Your answer must consist of exactly the lines below, starting with the line with "For reference can" and going on through the line with "I can see why", and nothing else.
*** Block opens ***
PR #9160, opened 2020-05-31
Fix osu!mania stage-left and stage-right sprites incorrectly scaling horizontallly

mcendu:
This is to prevent skins using small sprites for these components ([e.g. this from a skin I made for my own use](https://user-images.githubusercontent.com/43639171/83343883-dc6c5180-a332-11ea-8203-3891cdc6af8d.png)) from displaying weirdly.


peppy:
For reference can you provide before/after screenshots?

mcendu:
Before:
Before

After:
After

bdach:
I can see why this would happen and the fix looks good, but it might be even better to include a similar sprite for the skinning test scenes just to make sure this doesn't reappear. Any sprite that is with a significantly smaller height than the stage height would do.

I *think* it could fit in `special-skin`? Not overly sure what the meanings of the test skin names are supposed to indicate, however.

peppy:
special-skin is for edge cases, precisely like this. would be great to add it in.

bdach (approved):

PR #9161, opened 2020-05-31
Allow horizontal scroll on results screen when not hovering expanded panel

peppy:
Still need more consideration of ui scale (re-centering at very least) but with this change I'm happy to push this out in a release, at least.


bdach (approved):
Feels like an acceptable interim solution to me 👍

smoogipoo (approved):
Yeah this handles fine to me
*** Block closes ***
## OUTPUT FOR THIS TASK
For reference can you provide before/after screenshots?

mcendu:
Before:
Before

After:
After

bdach:
I can see why this would happen and the fix looks good, but it might be even better to include a similar sprite for the skinning test scenes just to make sure this doesn't reappear. Any sprite that is with a significantly smaller height than the stage height would do.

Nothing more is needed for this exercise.